A year ago, the global subscription-video service stopped segmenting its members by geography and started treating them as a single, cohesive audience. It made its algorithms global. And that helped the company, which is reputed for its recommendation engine, uncover connections between the TV shows and movies viewers watched, or didn’t watch, that ran deeper than where those people lived.

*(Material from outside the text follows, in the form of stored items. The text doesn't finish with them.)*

PR #1994, opened 2024-10-11
Use a manual parser for `@rust-timer` commands

Kobzol:
Instead of a regex. This allows the user to pass the arguments in an arbitrary order.

### DIFF
--- a/site/Cargo.toml
+++ b/site/Cargo.toml
@@ -57,3 +57,6 @@ jemalloc-ctl = "0.5"
 serde = { workspace = true, features = ["derive"] }
 serde_json = { workspace = true }
 toml = "0.7"
+
+[dev-dependencies]
+insta = "1.40.0"
--- a/site/src/request_handlers/github.rs
+++ b/site/src/request_handlers/github.rs
@@ -5,15 +5,13 @@ use crate::github::{
 };
 use crate::load::SiteCtxt;
 
-use std::sync::Arc;
-
+use hashbrown::HashMap;
 use regex::Regex;
+use std::sync::Arc;
 
 lazy_static::lazy_static! {
     static ref BODY_TIMER_BUILD: Regex =
         Regex::new(r"(?:\W|^)@rust-timer\s+build\s+(\w+)(?:\W|$)(?:include=(\S+))?\s*(?:exclude=(\S+))?\s*(?:runs=(\d+))?").unwrap();
-    static ref BODY_TIMER_QUEUE: Regex =
-        Regex::new(r"(?:\W|^)@rust-timer\s+queue(?:\W|$)(?:include=(\S+))?\s*(?:exclude=(\S+))?\s*(?:runs=(\d+))?").unwrap();
 }
 
 pub async fn handle_github(
@@ -118,26 +116,25 @@ async fn handle_rust_timer(
         return Ok(github::Response);
     }
 
-    if let Some(captures) = BODY_TIMER_QUEUE.captures(&comment.body) {
-        let include = captures.get(1).map(|v| v.as_str());
-        let exclude = captures.get(2).map(|v| v.as_str());
-        let runs = captures.get(3).and_then(|v| v.as_str().parse::<i32>().ok());
-        {
-            let conn = ctxt.conn().await;
-            conn.queue_pr(issue.number, include, exclude, runs).await;
-        }
-        main_client
-            .post_comment(
-                issue.number,
+    if let Some(queue) = parse_queue_command(&comment.body) {
+        let msg = match queue {
+            Ok(cmd) => {
+                let conn = ctxt.conn().await;
+                conn.queue_pr(issue.number, cmd.include, cmd.exclude, cmd.runs)
+                    .await;
                 format!(
                     "Awaiting bors try build completion.
 
 @rustbot label: +S-waiting-on-perf
 
 {COMMENT_MARK_TEMPORARY}"
-                ),
-            )
-            .await;
+                )
+            }
+            Err(error) => {
+                format!("Error occurred while parsing comment: {error}")
+            }
+        };
+        main_client.post_comment(issue.number, msg).await;
         return Ok(github::Response);
     }
 
@@ -161,6 +158,68 @@ async fn handle_rust_timer(
     .await?;
 
     Ok(github::Response)
+}
+
+/// Parses the first occurrence of a `@rust-timer queue <...>` command
+/// in the input string.
+fn parse_queue_command(body: &str) -> Option<Result<QueueCommand, String>> {
+    let prefix = "@rust-timer";
+    let bot_line = body.lines().find_map(|line| {
+        let line = line.trim();
+        line.find(prefix)
+            .map(|index| line[index + prefix.len()..].trim())
+    })?;
+
+    let args = bot_line.strip_prefix("queue").map(|l| l.trim())?;
+    let mut args = match parse_command_arguments(args) {
+        Ok(args) => args,
+        Err(error) => return Some(Err(error)),
+    };
+    let mut cmd = QueueCommand {
+        include: args.remove("include"),
+        exclude: args.remove("exclude"),
+        runs: None,
+    };
+    if let Some(runs) = args.remove("runs") {
+        let Ok(runs) = runs.parse::<u32>() else {
+            return Some(Err(format!("Cannot parse runs {runs} as a number")));
+        };
+        cmd.runs = Some(runs as i32);
+    }
+
+    if let Some((key, _)) = args.into_iter().next() {
+        return Some(Err(format!("Unknown command argument {key}")));
+    }
+
+    Some(Ok(cmd))
+}
+
+/// Parses command arguments from a single line of text.
+/// Expects that arguments are separated by whitespace, and each argument
+/// has the format `<key>=<value>`.
+fn parse_command_arguments(args: &str) -> Result<HashMap<&str, &str>, String> {
+    let mut argmap = HashMap::new();
+    for arg in args.split_whitespace() {
+        let Some((key, value)) = arg.split_once('=') else {
+            return Err(format!(
+                "Invalid command argument `{arg}` (there may be no spaces around the `=` character)"
+            ));
+        };
+        let key = key.trim();
+        let value = value.trim();
+        if argmap.insert(key, value).is_some() {
+            return Err(format!("Duplicate command argument `{key}`"));
+        }
+    }
+
+    Ok(argmap)
+}
+
+#[derive(Debug)]
+struct QueueCommand<'a> {
+    include: Option<&'a str>,
+    exclude: Option<&'a str>,
+    runs: Option<i32>,
 }
 
 /// Run the `@rust-timer build` regex over the comment message extracting the commit and the other captures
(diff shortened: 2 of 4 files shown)


site/src/request_handlers/github.rs
```diff
@@ -5,15 +5,13 @@ use crate::github::{
 };
 use crate::load::SiteCtxt;
 
-use std::sync::Arc;
-
+use hashbrown::HashMap;
```
lqd, line 8: why hashbrown and not std?

site/Cargo.toml
```diff
@@ -57,3 +57,6 @@ jemalloc-ctl = "0.5"
 serde = { workspace = true, features = ["derive"] }
 serde_json = { workspace = true }
 toml = "0.7"
+
+[dev-dependencies]
+insta = "1.40.0"
```
lqd, line 62: do we want/need insta? Managing the snapshots files can be cumbersome, and it's yet another tool to use and learn. It's fine if we want to make good use of it in the future, and not a fancy `assert_eq!(format!("{obj:?}"), "Struct { field: 'bla'} ")`.

site/src/request_handlers/github.rs
```diff
@@ -163,6 +160,68 @@ async fn handle_rust_timer(
     Ok(github::Response)
 }
 
+/// Parses the first occurrence of a `@rust-timer queue <...>` command
+/// in the input string.
+fn parse_queue_command(body: &str) -> Option<Result<QueueCommand, String>> {
+    let prefix = "@rust-timer";
+    let bot_line = body.lines().find_map(|line| {
+        let line = line.trim();
```
lqd, line 168: you probably don't need to trim for a find

site/src/request_handlers/github.rs
```diff
@@ -163,6 +160,68 @@ async fn handle_rust_timer(
...
+        line.find(prefix)
+            .map(|index| line[index + prefix.len()..].trim())
+    })?;
+
+    let args = bot_line.strip_prefix("queue").map(|l| l.trim())?;
```
lqd, line 173: GH never reformats comments, right? That is, it will not introduce unexpected `\n`s that would separate the command from some of its arguments?

site/src/request_handlers/github.rs
```diff
@@ -163,6 +160,68 @@ async fn handle_rust_timer(
...
+    if let Some(runs) = args.remove("runs") {
+        let Ok(runs) = runs.parse::<u32>() else {
+            return Some(Err(format!("Cannot parse runs {runs} as a number")));
+        };
+        cmd.runs = Some(runs as i32);
+    }
+
+    if let Some((key, _)) = args.into_iter().next() {
+        return Some(Err(format!("Unknown command argument {key}")));
+    }
```
lqd, line 192: I guess you could just check that `args` is empty here, and dump all the remaining keys as unknown arguments in the error.

site/src/request_handlers/github.rs
```diff
@@ -118,26 +116,25 @@ async fn handle_rust_timer(
...
-                ),
-            )
-            .await;
+                )
+            }
+            Err(error) => {
+                format!("Error occurred while parsing comment: {error}")
+            }
+        };
+        main_client.post_comment(issue.number, msg).await;
```
lqd, line 137: do we need to take special care (like sanitization) in posting the error message to GH as its text will be partially controlled by users' input commands?

lqd (approved):
Left a few comments.

Here's a free test shuffling the arg order.

```rust
#[test]
fn queue_command_parameter_order() {
    insta::assert_compact_debug_snapshot!(parse_queue_command("@rust-timer queue runs=3 exclude=c,a include=b"),
        @r###"Some(Ok(QueueCommand { include: Some("b"), exclude: Some("c,a"), runs: Some(3) }))"###);
}
```

lqd:
When we do basically this for the `build` command it should also fix the bug I mentioned with the regex handling that ignores some of the commands in the comment. I believe I saw it happen during triage where people can want to `build` multiple shas to analyze a rollup, and "it didn't work".

site/src/request_handlers/github.rs
Kobzol: No real reason, it was autoimported. But I don't see any disadvantage in using `hashbrown`, since we already depend on it, it doesn't really matter. We don't need DOS protection here xD

site/Cargo.toml
Kobzol: Since I'm refactoring this, I want to do it properly. Note that I'm not using snapshot files, I'm using the inline snapshots, which makes this much easier to grok, I think.

I'm already anticipating future changes (like your PR to add the `backends`) parameter. It's no fun updating tens of tests anytime you change the structure of the thing that you parse. Snapshot testing makes this much easier.

I will document in readme what to do to update the snapshots though.

site/src/request_handlers/github.rs
Kobzol: Uhh, that would be quite surprising I think. GH actually has a bunch of formats of the comments, like text, HTML, MD etc., but I think (hope) that here we work with the raw text. We were already requiring `=` to be right after `include` etc. before, so I think that this should be fine.

site/Cargo.toml
lqd: Insta adds snapshot files locally when a test fails, the pending snap file. I saw that when adding the test I shared. It didn’t remove it when the test passed.

site/src/request_handlers/github.rs
Kobzol: That's an interesting idea. I don't think so, it should have the same rules as when you create the comment manually. I guess that the user could make the bot print "Unknown command argument SEND MONEY TO THE FOLLOWING BITCOIN ADDRESS TO SPONSOR THE RUST FOUNDATION", but I don't think that they can XSS or something like that (that would be really bad hole in GH's security).

Kobzol:
I wanted to also refactor the `build` command parsing, but it's a bit tricky, because it has a positional argument, and I need to move on to other stuff atm :( So let's merge this to make it slightly easier to add the `backends` parameter. We don't need to support `backends` in `build` anyway, I haven't ever someone use `include/exclude` with `build` anyway. Well, I haven't ever seen anyone use it with `queue` either, but at least we have a use-case for that now :laughing:

site/Cargo.toml
Kobzol: Ah, these things. Right, I guess we can add them to `.gitignore`, but they should be removed after you use `cargo insta review` I think (the snapshots shouldn't really be modified manually).

lqd: I didn't have `insta` installed to do a `cargo insta review` anyways. We're testing a struct with 3 fields, we don't really need all this test infra imho.

lqd:
Yeah, I've only used include a small number of times in the past. I was mostly thinking of fixing the multiple queue commands bug rather than making my life easier to parse `backends`, it wasn't that annoying to expand the regexes.

Kobzol:
Decided to go all the way and reimplemented also the `build` command :) Let me know what do you think.

site/Cargo.toml
Kobzol: There are already 23 tests in the file, I ain't gonna rewrite all the asserts to make sure we parse exactly what we think we do, every time we change the parsing code :laughing: `insta` was already super helpful for me when developing this PR.

site/src/request_handlers/github.rs
```diff
@@ -138,13 +137,30 @@ async fn handle_rust_timer(
         return Ok(github::Response);
     }
 
-    for captures in build_captures(&comment.body).map(|(_, captures)| captures) {
-        let include = captures.get(2).map(|v| v.as_str());
-        let exclude = captures.get(3).map(|v| v.as_str());
-        let runs = captures.get(4).and_then(|v| v.as_str().parse::<i32>().ok());
```
lqd, line 147: this really does make me wonder why our runs are i32s...

site/src/request_handlers/github.rs
```diff
@@ -138,13 +137,30 @@ async fn handle_rust_timer(
...
-        {
-            let conn = ctxt.conn().await;
-            conn.queue_pr(issue.number, include, exclude, runs).await;
+    let build_cmds: Vec<_> = parse_build_commands(&comment.body).collect();
```
lqd, line 140: probably don't need to collect here

(nor really need the vec in the first place since it's iterated twice anyways, but it's fine ^^)

site/src/request_handlers/github.rs
```diff
@@ -153,47 +169,82 @@ async fn handle_rust_timer(
...
+
+        let sha = sha.trim_start_matches("https://github.com/rust-lang/rust/commit/");
+        let args = iter.next().unwrap_or("");
+        let args = parse_command_arguments(args)?;
+        let params = parse_benchmark_parameters(args)?;
+        Ok(BuildCommand { sha, params })
+    })
+}
+
+fn get_command_lines<'a: 'b, 'b>(
```
lqd, line 211: I don't think you need 'b here?

site/src/request_handlers/github.rs
```diff
@@ -153,47 +169,82 @@ async fn handle_rust_timer(
...
+    command: &'b str,
+) -> impl Iterator<Item = &'a str> + 'b {
+    let prefix = "@rust-timer";
+    body.lines()
+        .filter_map(move |line| {
+            line.find(prefix)
+                .map(|index| line[index + prefix.len()..].trim())
+        })
+        .filter_map(move |line| line.strip_prefix(command))
+        .map(move |l| l.trim_start())
```
lqd, line 222: probably don't need to move either

lqd (approved):
I haven't tried super hard to find edge cases in the parsing because the params are never used but this LGTM.

site/src/request_handlers/github.rs
Kobzol: I'm pretty sure it's a remnant of PostgreSQL - it requires you to use signed integers, or at least the Rust binding that we use.

site/src/request_handlers/github.rs
Kobzol: It's not like I like to add random lifetime parameters everywhere xD It wasn't compiling without it. But apparently it was just me being tired on the bus. This seems to work:
```rust
fn get_command_lines<'a>(body: &'a str, command: &'a str) -> impl Iterator<Item = &'a str> {
    let prefix = "@rust-timer";
    body.lines()
        .filter_map(move |line| {
            line.find(prefix)
                .map(|index| line[index + prefix.len()..].trim())
        })
        .filter_map(move |line| line.strip_prefix(command))
        .map(|l| l.trim_start())
}
```
Thanks!

site/src/request_handlers/github.rs
Kobzol: Thanks, the code was a bit different before, but then I removed the second usage of the Vec.

Kobzol:
Well, there is some regression, the new parser does not really support trailing text, so this fails now:
```
@rust-timer build sha1234 (PR1234)
@rust-timer build sha1234 (PR1235)
```
I'm not sure if we want to support that though, it's not trivial to figure out what is a part of the command and what isn't.

lqd:
Yeah I noticed the test change there, but I'm not sure this is used in practice?

Kobzol:
Haven't really seen it IIRC.

lqd:
If there's any issue (esp since we can't really test the GH interactions), we'll debug it in production like everyone does 🙃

Netflix now divides its more than 93 million global members, roughly half of which are outside the US, into communities of members with similar movie and TV show preferences and makes recommendations based on what’s popular in those communities. It calls those groups “taste communities” and there are roughly 1,300 of them, Variety recently reported. They include niche categories like health-conscious food titles, or a subset of anime that’s characterized by titles like Fullmetal Alchemist and Ajin. They’re how Netflix figures out that fans of Stranger Things might also like fare like American Horror Story and The Walking Dead, or a nostalgic comedy like That 70’s Show.

The company has always used “clusters” like these to make connections between titles that wouldn’t seem obvious to the naked eye. There may be people who enjoy foreign documentaries as well as home-improvement shows, for example. And it looks for those “taste doppelgangers” around the world, as Todd Yellin, Netflix’s vice president of product, recently referred to them at a press event in New York, to find series and movies you may not have realized would interest you.

Before 2016, Netflix also made recommendations based on where viewers were in the world. It assumed, like many others, that subscribers in Poland would have different tastes than subscribers in Brazil. But the data showed those generalizations didn’t hold true. “We find that to be greater and greater nonsense, and we are disproving it every day,” Yellin said.

Originals like Narcos and 3%, for example, have been equally popular around the globe. So Netflix did away with that geographically based system after it expanded into 130 new countries—effectively reaching most of the world—in 2016.

“We have seen that where you live, gender, age and other demographics are not significantly indicative of the content you will enjoy,” a spokesperson for Netflix told Quartz. “Time after time, we see that what members actually watch and do on the service transcends the predictions of stereotypical demographics.”